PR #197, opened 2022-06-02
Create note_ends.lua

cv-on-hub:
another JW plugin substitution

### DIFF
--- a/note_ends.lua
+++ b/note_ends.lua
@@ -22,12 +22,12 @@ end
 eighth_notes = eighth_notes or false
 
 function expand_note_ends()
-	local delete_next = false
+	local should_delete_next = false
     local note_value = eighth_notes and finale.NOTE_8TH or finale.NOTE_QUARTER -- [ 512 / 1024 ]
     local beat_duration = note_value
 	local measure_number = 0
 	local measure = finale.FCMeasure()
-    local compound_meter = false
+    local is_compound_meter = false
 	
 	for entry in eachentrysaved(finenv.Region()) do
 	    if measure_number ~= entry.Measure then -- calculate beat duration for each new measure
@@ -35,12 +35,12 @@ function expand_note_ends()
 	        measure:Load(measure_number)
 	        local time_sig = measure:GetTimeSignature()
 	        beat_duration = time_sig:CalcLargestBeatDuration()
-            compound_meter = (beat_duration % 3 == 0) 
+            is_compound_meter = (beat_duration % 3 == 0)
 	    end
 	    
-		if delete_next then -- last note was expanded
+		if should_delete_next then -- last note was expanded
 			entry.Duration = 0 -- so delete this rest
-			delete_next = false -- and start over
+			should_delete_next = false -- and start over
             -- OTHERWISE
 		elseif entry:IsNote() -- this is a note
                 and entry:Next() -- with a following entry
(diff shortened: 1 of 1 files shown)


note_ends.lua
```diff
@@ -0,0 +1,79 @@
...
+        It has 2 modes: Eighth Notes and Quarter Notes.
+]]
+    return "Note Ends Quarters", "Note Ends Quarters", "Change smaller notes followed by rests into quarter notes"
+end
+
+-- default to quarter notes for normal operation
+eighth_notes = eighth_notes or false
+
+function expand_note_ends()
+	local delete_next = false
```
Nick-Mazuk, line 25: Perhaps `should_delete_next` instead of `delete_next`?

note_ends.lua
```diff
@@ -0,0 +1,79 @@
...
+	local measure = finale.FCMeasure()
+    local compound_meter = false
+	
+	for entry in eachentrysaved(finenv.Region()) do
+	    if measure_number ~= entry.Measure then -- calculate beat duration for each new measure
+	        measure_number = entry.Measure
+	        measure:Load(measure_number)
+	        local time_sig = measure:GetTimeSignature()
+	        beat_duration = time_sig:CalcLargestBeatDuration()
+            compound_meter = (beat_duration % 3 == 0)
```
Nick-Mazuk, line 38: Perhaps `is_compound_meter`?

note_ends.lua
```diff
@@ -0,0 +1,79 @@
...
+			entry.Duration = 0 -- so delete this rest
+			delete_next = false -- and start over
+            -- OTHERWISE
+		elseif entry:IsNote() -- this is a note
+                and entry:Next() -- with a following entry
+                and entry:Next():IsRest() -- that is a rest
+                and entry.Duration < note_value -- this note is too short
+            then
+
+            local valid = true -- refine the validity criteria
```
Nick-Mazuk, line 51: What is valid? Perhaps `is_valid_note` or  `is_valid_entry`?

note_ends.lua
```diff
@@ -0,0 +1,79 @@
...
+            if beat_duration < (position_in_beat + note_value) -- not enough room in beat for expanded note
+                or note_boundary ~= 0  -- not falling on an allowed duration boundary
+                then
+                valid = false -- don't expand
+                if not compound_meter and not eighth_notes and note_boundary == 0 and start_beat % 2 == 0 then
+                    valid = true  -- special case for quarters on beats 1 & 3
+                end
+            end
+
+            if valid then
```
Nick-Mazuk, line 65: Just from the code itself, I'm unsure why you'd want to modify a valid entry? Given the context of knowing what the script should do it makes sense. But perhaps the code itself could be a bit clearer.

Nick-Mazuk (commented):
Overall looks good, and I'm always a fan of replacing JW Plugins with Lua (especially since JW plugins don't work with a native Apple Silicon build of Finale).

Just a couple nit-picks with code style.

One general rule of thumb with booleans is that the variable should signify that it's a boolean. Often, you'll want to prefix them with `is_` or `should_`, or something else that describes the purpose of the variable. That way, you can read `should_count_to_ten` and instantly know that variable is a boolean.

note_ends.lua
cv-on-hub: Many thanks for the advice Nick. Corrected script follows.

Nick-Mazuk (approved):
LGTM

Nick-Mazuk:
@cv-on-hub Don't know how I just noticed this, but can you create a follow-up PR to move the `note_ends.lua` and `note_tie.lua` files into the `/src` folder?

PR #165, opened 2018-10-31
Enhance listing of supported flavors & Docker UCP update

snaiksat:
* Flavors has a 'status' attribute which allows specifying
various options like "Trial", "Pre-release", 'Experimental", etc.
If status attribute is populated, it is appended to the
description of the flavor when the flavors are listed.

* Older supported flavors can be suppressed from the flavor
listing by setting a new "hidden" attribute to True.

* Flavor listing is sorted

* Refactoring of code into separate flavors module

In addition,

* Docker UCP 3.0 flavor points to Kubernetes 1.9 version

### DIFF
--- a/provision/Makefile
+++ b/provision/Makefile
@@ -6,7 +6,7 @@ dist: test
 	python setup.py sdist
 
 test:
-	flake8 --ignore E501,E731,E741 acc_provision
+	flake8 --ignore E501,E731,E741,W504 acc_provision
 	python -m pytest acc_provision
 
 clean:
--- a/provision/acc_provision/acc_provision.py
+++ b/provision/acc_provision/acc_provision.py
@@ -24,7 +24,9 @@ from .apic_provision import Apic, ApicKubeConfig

...

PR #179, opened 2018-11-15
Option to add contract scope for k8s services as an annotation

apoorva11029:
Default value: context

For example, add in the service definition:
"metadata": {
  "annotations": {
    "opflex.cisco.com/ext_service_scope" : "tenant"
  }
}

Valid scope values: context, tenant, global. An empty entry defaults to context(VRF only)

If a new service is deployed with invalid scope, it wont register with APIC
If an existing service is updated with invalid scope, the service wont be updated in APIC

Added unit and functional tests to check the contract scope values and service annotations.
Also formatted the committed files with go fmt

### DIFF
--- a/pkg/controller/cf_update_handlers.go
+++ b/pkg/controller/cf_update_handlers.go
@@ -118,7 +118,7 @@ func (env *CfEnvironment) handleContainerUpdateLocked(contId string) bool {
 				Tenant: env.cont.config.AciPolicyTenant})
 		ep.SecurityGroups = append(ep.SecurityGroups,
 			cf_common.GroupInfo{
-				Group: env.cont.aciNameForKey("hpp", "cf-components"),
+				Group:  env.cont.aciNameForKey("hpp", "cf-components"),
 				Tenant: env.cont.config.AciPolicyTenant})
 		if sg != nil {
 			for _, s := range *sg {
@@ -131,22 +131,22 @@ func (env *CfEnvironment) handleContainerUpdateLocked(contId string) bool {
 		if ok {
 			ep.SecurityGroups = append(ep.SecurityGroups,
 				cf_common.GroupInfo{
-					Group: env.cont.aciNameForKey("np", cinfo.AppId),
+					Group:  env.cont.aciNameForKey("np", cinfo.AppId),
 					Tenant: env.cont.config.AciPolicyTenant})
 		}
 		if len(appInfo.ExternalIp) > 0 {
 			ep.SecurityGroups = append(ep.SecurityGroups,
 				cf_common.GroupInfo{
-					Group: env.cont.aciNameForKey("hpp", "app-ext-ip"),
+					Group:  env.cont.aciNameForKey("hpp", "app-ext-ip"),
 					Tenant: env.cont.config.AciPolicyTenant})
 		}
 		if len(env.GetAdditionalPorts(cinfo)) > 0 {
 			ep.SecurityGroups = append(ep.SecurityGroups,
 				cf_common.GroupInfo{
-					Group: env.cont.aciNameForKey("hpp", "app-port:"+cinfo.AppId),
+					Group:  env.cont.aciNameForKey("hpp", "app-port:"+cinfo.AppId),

- **What needs to be done**
The string to find is "CalcLargestBeatDuration"; copy every line of the listing that has it.

- **Problem solution**
 	        beat_duration = time_sig:CalcLargestBeatDuration()
+	        beat_duration = time_sig:CalcLargestBeatDuration()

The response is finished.